Content starts

PR #2346, opened 2017-11-29
Add XenServer 7.1 and 7.2 interoperablility

PaulAngus:
Add XenServer 7.1 and 7.2 interoperablility
Add hypervisor to capabilities list and add guest OS mappings (copied from 7.0.0 mappings initially)
Deprecated mappings not added

links to
https://issues.apache.org/jira/browse/CLOUDSTACK-9839

PR #2365, opened 2017-12-18
CLOUDSTACK-10197: Rename xentools iso for XenServer 7.0+

khos2ow:
The xentools iso has been renamed from xs-tools to guest-tools
starting from XenServer 7.0.

This PR is the follow up of #2346

@Reviewers: The main change is in `getIsoVDIByURL` method [line ~2589] the rest is autoformatting.

### DIFF
--- a/plugins/hypervisors/xenserver/src/com/cloud/hypervisor/xenserver/discoverer/XcpServerDiscoverer.java
+++ b/plugins/hypervisors/xenserver/src/com/cloud/hypervisor/xenserver/discoverer/XcpServerDiscoverer.java
@@ -536,7 +536,7 @@ public class XcpServerDiscoverer extends DiscovererBase implements Discoverer, L
             id = _tmpltDao.getNextInSequence(Long.class, "id");
             VMTemplateVO template =
                     VMTemplateVO.createPreHostIso(id, isoName, isoName, ImageFormat.ISO, true, true, TemplateType.PERHOST, null, null, true, 64, Account.ACCOUNT_ID_SYSTEM,
-                            null, "xen-pv-drv-iso", false, 1, false, HypervisorType.XenServer);
+                            null, "XenServer Tools Installer ISO (xen-pv-drv-iso)", false, 1, false, HypervisorType.XenServer);
             _tmpltDao.persist(template);
         } else {
             id = tmplt.getId();
--- a/plugins/hypervisors/xenserver/src/com/cloud/hypervisor/xenserver/resource/CitrixResourceBase.java
+++ b/plugins/hypervisors/xenserver/src/com/cloud/hypervisor/xenserver/resource/CitrixResourceBase.java
@@ -2592,9 +2592,10 @@ public abstract class CitrixResourceBase implements ServerResource, HypervisorRe
         String mountpoint = null;
         if (isoURL.startsWith("xs-tools")) {
             try {
-                final Set<VDI> vdis = VDI.getByNameLabel(conn, isoURL);
+                final String actualIsoURL = actualIsoTemplate(conn);
+                final Set<VDI> vdis = VDI.getByNameLabel(conn, actualIsoURL);
                 if (vdis.isEmpty()) {
-                    throw new CloudRuntimeException("Could not find ISO with URL: " + isoURL);
+                    throw new CloudRuntimeException("Could not find ISO with URL: " + actualIsoURL);
                 }
                 return vdis.iterator().next();
 
@@ -2628,6 +2629,22 @@ public abstract class CitrixResourceBase implements ServerResource, HypervisorRe
         } else {
             throw new CloudRuntimeException("Could not find ISO with URL: " + isoURL);
         }
+    }
+
+    private String actualIsoTemplate(final Connection conn) throws BadServerResponse, XenAPIException, XmlRpcException {
+        final Host host = Host.getByUuid(conn, _host.getUuid());
+        final Host.Record record = host.getRecord(conn);
+        final String xenBrand = record.softwareVersion.get("product_brand");
+        final String xenVersion = record.softwareVersion.get("product_version");
+        final String[] items = xenVersion.split("\\.");
+
+        // guest-tools.iso for XenServer version 7.0+
+        if (xenBrand.equals("XenServer") && Integer.parseInt(items[0]) >= 7) {
+            return "guest-tools.iso";
+        }
+
+        // xs-tools.iso for older XenServer versions
+        return "xs-tools.iso";
     }
 
     public String getLabel() {
@@ -3882,9 +3899,10 @@ public abstract class CitrixResourceBase implements ServerResource, HypervisorRe
             final String templateName = iso.getName();
             if (templateName.startsWith("xs-tools")) {
                 try {
-                    final Set<VDI> vdis = VDI.getByNameLabel(conn, templateName);
+                    final String actualTemplateName = actualIsoTemplate(conn);
+                    final Set<VDI> vdis = VDI.getByNameLabel(conn, actualTemplateName);
                     if (vdis.isEmpty()) {
-                        throw new CloudRuntimeException("Could not find ISO with URL: " + templateName);
+                        throw new CloudRuntimeException("Could not find ISO with URL: " + actualTemplateName);
                     }
                     return vdis.iterator().next();
                 } catch (final XenAPIException e) {


rhtyd:
Lgtm
@blueorangutan package

rhtyd:

rhtyd:
I see new iso related failures, rest are known issues. Can you check @khos2ow

khos2ow:
@rhtyd is there a way to see the error log?

rhtyd:
@khos2ow yes, download the marvin logs from the test above, extract and see the logs for that test to get hints etc.

khos2ow:
@rhtyd damn! I haven't seen that link!!! thanks.

rhtyd:
@khos2ow can you fix the build failures?

khos2ow:
@rhtyd should be fine now, there was a code-style issue which I fixed it.

rhtyd:

rhtyd:
@khos2ow the new changes causes management server to fail on start, in a fresh installation. I get:

```
2017-12-21 12:47:53,542 INFO  [c.c.h.x.r.XenServerConnectionPool] (main:null) (logid:) XenServer Connection Pool Configs: sleep.interval.on.error=10000
2017-12-21 12:47:53,568 DEBUG [c.c.a.m.AgentManagerImpl] (main:null) (logid:) Registering listener XcpServerDiscoverer with id 25
2017-12-21 12:47:53,590 DEBUG [c.c.u.d.T.Transaction] (main:null) (logid:) Rolling back the transaction: Time = 4 Name =  persist; called by -TransactionLegacy.rollback:889-TransactionLegacy.removeUpTo:832-TransactionLegacy.close:656-TransactionContextInterceptor.invoke:36-ReflectiveMethodInvocation.proceed:174-ExposeInvocationInterceptor.invoke:92-ReflectiveMethodInvocation.proceed:185-JdkDynamicAopProxy.invoke:212-$Proxy109.persist:-1-XcpServerDiscoverer.createXsToolsISO:550-XcpServerDiscoverer.configure:500-CloudStackExtendedLifeCycle$3.with:115
2017-12-21 12:47:53,591 WARN  [o.a.c.s.m.c.ResourceApplicationContext] (main:null) (logid:) Exception encountered during context initialization - cancelling refresh attempt: org.springframework.context.ApplicationContextException: Failed to start bean 'cloudStackLifeCycle'; nested exception is com.cloud.utils.exception.CloudRuntimeException: DB Exception on: com.mysql.jdbc.JDBC4PreparedStatement@1f60c30f: INSERT INTO vm_template (vm_template.id, vm_template.format, vm_template.unique_name, vm_template.name, vm_template.public, vm_template.featured, vm_template.type, vm_template.url, vm_template.hvm, vm_template.bits, vm_template.created, vm_template.account_id, vm_template.checksum, vm_template.display_text, vm_template.enable_password, vm_template.guest_os_id, vm_template.bootable, vm_template.prepopulate, vm_template.cross_zones, vm_template.hypervisor_type, vm_template.extractable, vm_template.source_template_id, vm_template.state, vm_template.template_tag, vm_template.uuid, vm_template.sort_key, vm_template.enable_sshkey, vm_template.size, vm_template.update_count, vm_template.updated, vm_template.dynamically_scalable) VALUES (201, 'ISO', null, null, 1, 1, 'PERHOST', null, 1, 64, '2017-12-21 12:47:53', 1, null, _binary'xen-pv-drv-iso', 0, 1, 0, 0, 0, 'XenServer', 1, null, 'Active', null, _binary'a17c3900-50a7-4847-ab10-bdf309245aaf', 0, 0, null, 0, null, 0)
2017-12-21 12:47:53,592 WARN  [o.e.j.w.WebAppContext] (main:null) (logid:) Failed startup of context o.e.j.w.WebAppContext@49c43f4e{/client,file:///usr/share/cloudstack-management/webapp/,UNAVAILABLE}{/usr/share/cloudstack-management/webapp}
org.springframework.context.ApplicationContextException: Failed to start bean 'cloudStackLifeCycle'; nested exception is com.cloud.utils.exception.CloudRuntimeException: DB Exception on: com.mysql.jdbc.JDBC4PreparedStatement@1f60c30f: INSERT INTO vm_template (vm_template.id, vm_template.format, vm_template.unique_name, vm_template.name, vm_template.public, vm_template.featured, vm_template.type, vm_template.url, vm_template.hvm, vm_template.bits, vm_template.created, vm_template.account_id, vm_template.checksum, vm_template.display_text, vm_template.enable_password, vm_template.guest_os_id, vm_template.bootable, vm_template.prepopulate, vm_template.cross_zones, vm_template.hypervisor_type, vm_template.extractable, vm_template.source_template_id, vm_template.state, vm_template.template_tag, vm_template.uuid, vm_template.sort_key, vm_template.enable_sshkey, vm_template.size, vm_template.update_count, vm_template.updated, vm_template.dynamically_scalable) VALUES (201, 'ISO', null, null, 1, 1, 'PERHOST', null, 1, 64, '2017-12-21 12:47:53', 1, null, _binary'xen-pv-drv-iso', 0, 1, 0, 0, 0, 'XenServer', 1, null, 'Active', null, _binary'a17c3900-50a7-4847-ab10-bdf309245aaf', 0, 0, null, 0, null, 0)
        at org.springframework.context.support.DefaultLifecycleProcessor.doStart(DefaultLifecycleProcessor.java:186)
        at org.springframework.context.support.DefaultLifecycleProcessor.access$200(DefaultLifecycleProcessor.java:52)
        at org.springframework.context.support.DefaultLifecycleProcessor$LifecycleGroup.start(DefaultLifecycleProcessor.java:358)
        at org.springframework.context.support.DefaultLifecycleProcessor.startBeans(DefaultLifecycleProcessor.java:159)
        at org.springframework.context.support.DefaultLifecycleProcessor.onRefresh(DefaultLifecycleProcessor.java:123)

```

plugins/hypervisors/xenserver/src/com/cloud/hypervisor/xenserver/discoverer/XcpServerDiscoverer.java
```diff
@@ -529,13 +540,12 @@ public boolean processCommands(long agentId, long seq, Command[] commands) {
     }
 
     private void createXsToolsISO() {
-        String isoName = "xs-tools.iso";
-        VMTemplateVO tmplt = _tmpltDao.findByTemplateName(isoName);
+        VMTemplateVO tmplt = _tmpltDao.findByTemplateName(_toolsIsoName);
```
khos2ow: The problem is at this line `_toolsIsoName` is not initialized yet (basically `cretaeXsToolsISO` is executed before newly added `determineToolsIsoName` method). My other idea is at this line we can register both `xs-tools.iso` and `guest-tools.iso` and either:
- later on (for example in `createServerResource` method) delete/deactivate the _wrong_ iso 
- present both of them on UI with different names and let the user select the _correct_ iso based on the version of their Xen

@rhtyd @wido @syed @rafaelweingartner @swill any comment, suggestion, concern?

rafaelweingartner: I would start with a different question. Do we need to check which XenServers versions are used? I mean, Can’t we simply persist both ISOs in the database? Without needing to use that “determine” method.

It seems that as long as we have both entries in the database (or new ones in the far far future ahead of us), your logic in ` CitrixResourceBase.java ` would take care of the rest. I would recommend one thing though. You have the strings "guest-tools" and "xs-tools" in two different classes (at least the ones I am seeing in this PR). What about extracting them to an enum?

plugins/hypervisors/xenserver/src/com/cloud/hypervisor/xenserver/discoverer/XcpServerDiscoverer.java
```diff
@@ -529,13 +540,12 @@ public boolean processCommands(long agentId, long seq, Command[] commands) {
...
         Long id;
         if (tmplt == null) {
             id = _tmpltDao.getNextInSequence(Long.class, "id");
             VMTemplateVO template =
-                    VMTemplateVO.createPreHostIso(id, isoName, isoName, ImageFormat.ISO, true, true, TemplateType.PERHOST, null, null, true, 64, Account.ACCOUNT_ID_SYSTEM,
+                    VMTemplateVO.createPreHostIso(id, _toolsIsoName, _toolsIsoName, ImageFormat.ISO, true, true, TemplateType.PERHOST, null, null, true, 64, Account.ACCOUNT_ID_SYSTEM,
```
rafaelweingartner: I do not know what you think about the use of "_" here to denote object attributes, but I do not see any benefit on using it. As a matter of fact, I see most PRs removing them.

plugins/hypervisors/xenserver/src/com/cloud/hypervisor/xenserver/resource/CitrixResourceBase.java
```diff
@@ -2590,7 +2590,9 @@ public SR getISOSRbyVmName(final Connection conn, final String vmName) {
     public VDI getIsoVDIByURL(final Connection conn, final String vmName, final String isoURL) {
         SR isoSR = null;
         String mountpoint = null;
-        if (isoURL.startsWith("xs-tools")) {
+        // XenServer 7.0+ => guest-tools.iso
+        // XenServer [other] => xs-tools.iso
+        if (isoURL.startsWith("xs-tools") || isoURL.startsWith("guest-tools")) {
```
rafaelweingartner: Is it possible for `isoURL` to be null? If not, it is ok the way it is. Otherwise, it might be a good idea to use StringUtils.startsWith

plugins/hypervisors/xenserver/src/com/cloud/hypervisor/xenserver/discoverer/XcpServerDiscoverer.java
khos2ow: Yes we do, that's the whole point of this PR. The tools ISO has been renamed. So the question will be we _auto detect_ it or provide the options for user to select.

+1 on extracting to enum though, will do that.

plugins/hypervisors/xenserver/src/com/cloud/hypervisor/xenserver/discoverer/XcpServerDiscoverer.java
khos2ow: I, honestly, don't like it and have never used it like this, but wanted to follow the same pattern in the code base.

plugins/hypervisors/xenserver/src/com/cloud/hypervisor/xenserver/resource/CitrixResourceBase.java
khos2ow: +1 I doubt it will be null, but checking for null almost always is good. I'll add it.

plugins/hypervisors/xenserver/src/com/cloud/hypervisor/xenserver/discoverer/XcpServerDiscoverer.java
rafaelweingartner: It is always good to create a new trend :)

plugins/hypervisors/xenserver/src/com/cloud/hypervisor/xenserver/discoverer/XcpServerDiscoverer.java
rafaelweingartner: Can't we create a more transparent mode? I mean, the user sees just the "Xen-server-tools", and then underneath we select the right name according to the XenServer version.

khos2ow: That's what I was trying to do but the way I did it was wrong, hence the first option mentioned above:
 > we can register both xs-tools.iso and guest-tools.iso and ... later on (for example in createServerResource method) delete/deactivate the wrong iso

rhtyd:
@khos2ow do make suitable changes and let me know when you next want to kick tests.

khos2ow:
@rhtyd I will, I'm trying to figure out a good way to do it. Let you know when done.

rhtyd:
Thanks @khos2ow any updates?

khos2ow:
@rhtyd @rafaelweingartner the new change:
- registers both iso names at `ComponentLifecycle`#`configure` time
- and later on `createServerResource` removes the _wrong_ one

Any comments, suggestions?

rafaelweingartner:
What are the assumptions here?
I mean, is it possible to have clusters/hosts with different versions of XenServer at the same time?
If so, we should work with both naming conventions at the same time, right?

What about something different? The user does not need to know the version of XenServer the cloud providers use. We could present a “dummy” ISO option called “XenServer tools. Then, underneath, when plugging the ISO to the VM, we check the host the VM is running and select/find/discover the right VDI that represent the XenServer tools ISO to be connected to the VM (according to host’s XenServer version). This would require only a single entry for any type of XenServer tools.

khos2ow:
@rafaelweingartner I don't know if we can have a clusters/hosts with different XS versions, but in any case I changed it again as follow
- register only *one* iso with `name` of **xs-tools.iso** and `display_text` of **XenServer Installer ISO (xen-pv-drv-iso)**
- get the actual iso name (either _xs-tools.iso_ or _guest-tools.is_) on the fly based on version of `com.xensource.xenapi.Host.Record`

in the future, if the name of iso changes again, only another `else` block will be needed in `CitrixResourceBase#actualIsoTemplate`

rhtyd:
@blueorangutan package

rhtyd:

plugins/hypervisors/xenserver/src/com/cloud/hypervisor/xenserver/resource/CitrixResourceBase.java
```diff
@@ -2592,9 +2592,10 @@ public VDI getIsoVDIByURL(final Connection conn, final String vmName, final Stri
         String mountpoint = null;
         if (isoURL.startsWith("xs-tools")) {
```
rafaelweingartner: This ISO URL remained the same?

plugins/hypervisors/xenserver/src/com/cloud/hypervisor/xenserver/discoverer/XcpServerDiscoverer.java
```diff
@@ -536,7 +536,7 @@ private void createXsToolsISO() {
             id = _tmpltDao.getNextInSequence(Long.class, "id");
             VMTemplateVO template =
                     VMTemplateVO.createPreHostIso(id, isoName, isoName, ImageFormat.ISO, true, true, TemplateType.PERHOST, null, null, true, 64, Account.ACCOUNT_ID_SYSTEM,
-                            null, "xen-pv-drv-iso", false, 1, false, HypervisorType.XenServer);
+                            null, "XenServer Tools Installer ISO (xen-pv-drv-iso)", false, 1, false, HypervisorType.XenServer);
```
rafaelweingartner: This will create an entry for deployments that do not have it yet using this new "standardized name". However, for environment that already had it from previous versions, the name (display_text) will not be updated, right?

plugins/hypervisors/xenserver/src/com/cloud/hypervisor/xenserver/resource/CitrixResourceBase.java
```diff
@@ -2630,6 +2631,22 @@ public VDI getIsoVDIByURL(final Connection conn, final String vmName, final Stri
         }
     }
 
+    private String actualIsoTemplate(final Connection conn) throws BadServerResponse, XenAPIException, XmlRpcException {
```
rafaelweingartner: Would you mind creating a documentation for the method? Then, you do not need comments in line.
Also, this is a good method to create a unit test.

plugins/hypervisors/xenserver/src/com/cloud/hypervisor/xenserver/discoverer/XcpServerDiscoverer.java
khos2ow: That is correct, I can explicitly add `tmplt.setDisplayText("XenServer Tools Installer ISO (xen-pv-drv-iso)");` at line 544 (couple lines down here)

plugins/hypervisors/xenserver/src/com/cloud/hypervisor/xenserver/resource/CitrixResourceBase.java
khos2ow: Yes it did. I had an idea to change the iso name (url here refers to _name_) to something general - like `xenserver-tools` and manage the same thing in `actualIsoTemplate`, but _xs-tools.iso_ is used in some many places (specially in some test cases) which I ended up not changing this. Potentially it only needs a wiki/user guide doc only.

plugins/hypervisors/xenserver/src/com/cloud/hypervisor/xenserver/discoverer/XcpServerDiscoverer.java
rafaelweingartner: I think this is the right thing to do, so we get consistency.
You have to save the `tmplt` as well right? So, you update the data in the database

plugins/hypervisors/xenserver/src/com/cloud/hypervisor/xenserver/resource/CitrixResourceBase.java
khos2ow: I will the documentation, but I really don't think unit testing on this specific method will be possible. Because it needs a live XenServer Host for the method to connect to (both `Host.getByUuid(conn, _host.getUuid());` and `host.getRecord(conn);`) and I'm not sure if they can be Mocked in some way.

rafaelweingartner: We do not need a real host. We only want to test the logic. Therefore, you can mock the method calls. PowerMockito and Mockito are there for this kind of job.

rhtyd:
@khos2ow can you address outstanding issues?

rhtyd:
@blueorangutan package

khos2ow:
@rhtyd I don't think the failed tests are related to the change. The change was in attaching ISO. Can you re-run the test?

rhtyd:
@blueorangutan package

rhtyd:
@khos2ow I've kicked another test round against xenserver 7.1

rhtyd:

rhtyd:
Test LGTM for 7.1 comparing baseline results against #2376 I'll merge this after xs-6.5sp1 results are back.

Content ends

▶ _What this task involves_
Could you find each line in the entries that contains the string "startsWith" and copy it?

▶ _Output of the task_
         if (isoURL.startsWith("xs-tools")) {
             if (templateName.startsWith("xs-tools")) {
-        if (isoURL.startsWith("xs-tools")) {
+        if (isoURL.startsWith("xs-tools") || isoURL.startsWith("guest-tools")) {
rafaelweingartner: Is it possible for `isoURL` to be null? If not, it is ok the way it is. Otherwise, it might be a good idea to use StringUtils.startsWith
         if (isoURL.startsWith("xs-tools")) {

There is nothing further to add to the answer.